PR #10418, opened 2026-06-13
chore: update mise.lock

JamBalaya56562:
## What

Refresh `mise.lock` to the latest eligible versions for the tracked dev tools.

> Note: this PR originally also added `pitchfork` to `[tools]`. Per review, pitchfork is installed globally and `pitchfork.toml` is kept for docs, so the pitchfork changes were dropped — this is now purely a lockfile refresh.

## mise.lock bumps

| tool | old → new |
|---|---|
| aube | 1.16.1 → 1.19.0 |
| bun | 1.3.13 → 1.3.14 |
| cargo-binstall | 1.19.0 → 1.20.0 |
| cargo-insta | 1.47.2 → 1.48.0 |
| cargo:cargo-edit | 0.13.10 → 0.13.11 |
| communique | 1.1.2 → 1.1.3 |
| gh | 2.92.0 → 2.94.0 |
| hk | 1.45.0 → 1.48.0 |
| node | 24.15.0 → 24.16.0 |
| prettier | 3.8.3 → 3.8.4 |
| sops | 3.12.2 → 3.13.1 |
| stylua | 2.4.1 → 2.5.2 |

Versions respect the repo's `minimum_release_age` policy (e.g. aube resolves to 1.19.0 rather than the newer 1.20.0). Verified on Windows and Linux (Docker) that the locked versions install across platforms.

### DIFF
--- a/mise.lock
+++ b/mise.lock
@@ -99,186 +99,186 @@ url = "https://github.com/FiloSottile/age/releases/download/v1.3.1/age-v1.3.1-wi
 provenance = "github-attestations"
 
 [[tools.aube]]
-version = "1.16.1"
+version = "1.19.0"
 backend = "github:endevco/aube"
 
 [tools.aube."platforms.linux-arm64"]
-checksum = "sha256:5e1a207be4b83cd1e0186402764b56e5a702c0332f519959c16d02f4cee9e008"
-url = "https://github.com/jdx/aube/releases/download/v1.16.1/aube-v1.16.1-aarch64-unknown-linux-gnu.tar.gz"
-url_api = "https://api.github.com/repos/jdx/aube/releases/assets/433127937"
+checksum = "sha256:9e062f319809013c33d4ccb7eba7a36752e8735d08dabe5c8b227d83ae5de102"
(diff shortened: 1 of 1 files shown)


mise.toml
```diff
@@ -26,6 +26,7 @@ stylua = "latest"
 "npm:markdownlint-cli" = "latest"
 prettier = "3"
 "npm:ajv-cli" = "latest"
+pitchfork = "latest"
```
jdx: I don't think we need pitchfork

JamBalaya56562: Makes sense — I'll drop the `pitchfork = "latest"` line and its `mise.lock` entry, keeping just the lockfile refresh for the existing tools.

While I'm here: there's a `pitchfork.toml` at the repo root (a `[daemons.docs]` entry that runs `mise run docs`). If pitchfork isn't needed, is that file still used, or should I remove it as well?

jdx: it's just for docs I don't want to remove the pitchfork config, pitchfork also needs to be installed globally

JamBalaya56562: Done — removed `pitchfork = "latest"` and its `mise.lock` entry, and left `pitchfork.toml` in place. The PR is now just the `mise.lock` refresh for the existing tools.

━━━━

WHAT IS EXPECTED: Every line from the data above that contains "download" must appear in the answer.

ANSWER BOX:
@@ -99,186 +99,186 @@ url = "https://github.com/FiloSottile/age/releases/download/v1.3.1/age-v1.3.1-wi
-url = "https://github.com/jdx/aube/releases/download/v1.16.1/aube-v1.16.1-aarch64-unknown-linux-gnu.tar.gz"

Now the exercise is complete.